Principle:Astronomer Astronomer cosmos Local Operator Execution
| Knowledge Sources | |
|---|---|
| Domains | Data_Engineering, Execution, Orchestration |
| Last Updated | 2026-02-07 00:00 GMT |
Overview
An execution principle for running dbt commands as local subprocesses or in-process dbt runners within the Airflow worker environment.
Description
Local execution mode runs dbt commands directly on the Airflow worker node. This is the simplest and most common execution mode in astronomer-cosmos, and it serves as the default when no explicit ExecutionMode is specified. It supports two invocation strategies controlled by the InvocationMode enum:
- SUBPROCESS -- shells out to the dbt CLI binary (e.g.,
dbt run --select model_name) via the Airflow subprocess hook. This is the traditional approach and works with any dbt version installed on the system PATH. - DBT_RUNNER -- uses dbt's programmatic Python API (
dbtRunner) to invoke dbt commands in-process. This avoids subprocess overhead, enables richer result parsing (including OpenLineage event collection), and is the preferred mode for dbt-core >= 1.5.
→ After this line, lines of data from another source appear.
PR #1821, opened 2019-03-18
Add open graph tags from CMS

mattandrews:
Pairs with https://github.com/biglotteryfund/craft-dev/pull/159

This allows passing `?social=<slug>` URLs to the CMS API in order to request custom Open Graph tags, and also falls back to default/generic OG markup (if specified) via the new CMS fields, replacing the generic sitewide ones we currently have.

This means we can create richer social media sharing cards from the CMS.


views/includes/metadata.njk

The fundamental trade-off is simplicity vs. isolation. Local mode requires dbt and all its adapter dependencies (e.g., dbt-postgres, dbt-snowflake) to be installed directly in the Airflow worker environment. This means dbt dependency versions must be compatible with the Airflow installation. For scenarios where isolation is required, other execution modes (Kubernetes, Docker, VirtualEnv) should be considered.
Usage
Use local execution mode for:
- Development and testing -- simplest setup, no additional infrastructure needed
- Simple deployments -- when Airflow workers have direct access to the data warehouse
- Environments where dbt is installed alongside Airflow -- common in Astro Runtime and custom Docker images
- Low-latency requirements -- avoids pod startup or container creation overhead
Local execution mode is configured via ExecutionConfig:
from cosmos import ExecutionConfig, ExecutionMode, InvocationMode
execution_config = ExecutionConfig(
execution_mode=ExecutionMode.LOCAL,
invocation_mode=InvocationMode.DBT_RUNNER, # or InvocationMode.SUBPROCESS
)
Theoretical Basis
Each dbt node in the Airflow DAG is executed as an individual dbt command. For example, a model named stg_customers triggers:
dbt run --select stg_customers --project-dir /tmp/cosmos_project --profiles-dir /tmp/cosmos_profiles
The operator manages several concerns for each invocation:
- Temporary profile generation -- a
profiles.ymlis dynamically generated from the Airflow connection (via ProfileConfig) and written to a temporary directory - Environment variable injection -- Airflow variables, connection secrets, and user-specified env vars are merged into the dbt process environment
- Working directory setup -- the dbt project is cloned to a temporary directory to avoid filesystem conflicts between concurrent tasks
- Partial parse caching -- the
partial_parse.msgpackfile is cached and restored between runs to speed up dbt parsing - Dependency installation -- when
install_deps=True,dbt depsis run before the main command - Result parsing -- dbt output is parsed for success/failure status, compiled SQL is extracted, and OpenLineage events are collected (DBT_RUNNER mode only)
This per-node execution model aligns with Airflow's task-level retry, logging, and observability semantics -- each dbt model gets its own task instance with independent success/failure tracking.